BRIEF: Go through the records and report each line in which the word "davekaj" occurs.

(Collected data)

PR #506, opened 2018-10-19
Fix array deserialization

leodasvacas:
In asc, arrays are backed by an ArrayBuffer, and this PR fixes how we deal with those.

The first commit changes the way we read from an ArrayBuffer, by intially reading it as just bytes and then interpreting only the requested range in `ArrayBuffer::get`, respecting length and offset. See the third commit for how this was useful to fix how we deserialize slices of TypedArray.

The first commit also removes all To/FromAsc conversions for ArrayBuffer and updates tests accordingly, we don't use them and probably should continue not to, preferring the higher level array types.

The second commit fixes the issue where pushing to an array in a mapping would sometimes break things, by giving Asc the extra capacity it expects to be present at the end of an ArrayBuffer. Without that it would go out of bounds and overwrite other data.

@davekaj please test if this solves the issues you were seeing with arrays when building subgraphs.


runtime/wasm/src/asc_abi/class.rs
```diff
@@ -87,7 +111,9 @@ impl<T: AscValue> AscType for ArrayBuffer<T> {
 #[repr(C)]
 pub(crate) struct TypedArray<T> {
     pub buffer: AscPtr<ArrayBuffer<T>>,
+    /// Byte position in `buffer` of the array start.
     byte_offset: u32,
+    /// Byte position in `buffer` of the array end.
     byte_length: u32,
```
timmclean: The field names here make it sound like the array end would be at `byte_offset + byte_length`. Are these comments right?

leodasvacas: The comment is correct, the field name is really misleading, but I chose to keep the same name [asc uses](https://github.com/AssemblyScript/assemblyscript/wiki/Memory-Layout-&-Management#arrays).

timmclean: Ah I see what you mean, that's weird. I'd vote for renaming the fields `byte_start` and `byte_end` or similar and leaving a comment noting the difference from the spec. Must be a mistake on the asc side.
(also: how about adding a comment mentioning that the 2nd ptr points to one byte past the end of the array?)

runtime/wasm/src/asc_abi/class.rs
```diff
@@ -17,29 +18,52 @@ pub(crate) struct ArrayBuffer<T> {
     // elements in `content` will be aligned for any element type.
     _padding: [u8; 4],
```
timmclean: Unrelated to this PR, but do you know if this padding is actually needed? If we're transmuting ArrayBuffer, I don't think this is safe because Rust's memory layout for structs is undefined IIRC (except with `repr`)

davekaj:
arrays are working properly for dharma subgraph on this branch

runtime/wasm/src/asc_abi/class.rs
leodasvacas: I've renamed it, good point about it being one byte past, hadn't realized that.

runtime/wasm/src/asc_abi/class.rs
leodasvacas: It's not needed, it's only there to illustrate the layout. We don't transmute it because ArrayBuffer has a custom impl of AscType. I've refactored so we use that field in `to_asc_bytes`.

runtime/wasm/src/asc_abi/class.rs
```diff
@@ -15,61 +16,83 @@ pub(crate) struct ArrayBuffer<T> {
...
-            _padding: [0; 4],
+            padding: [0; 4],
             content: content.into(),
+            ty: PhantomData,
         }
     }
+
+    /// Read `length` elements of type `T` starting at `byte_offset`.
+    ///
+    /// Panics if that tries to read beyond the lenght of `self.content`.
```
timmclean: typo 'lenght'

ANSWER TO THE EXERCISE:
@davekaj please test if this solves the issues you were seeing with arrays when building subgraphs.
davekaj:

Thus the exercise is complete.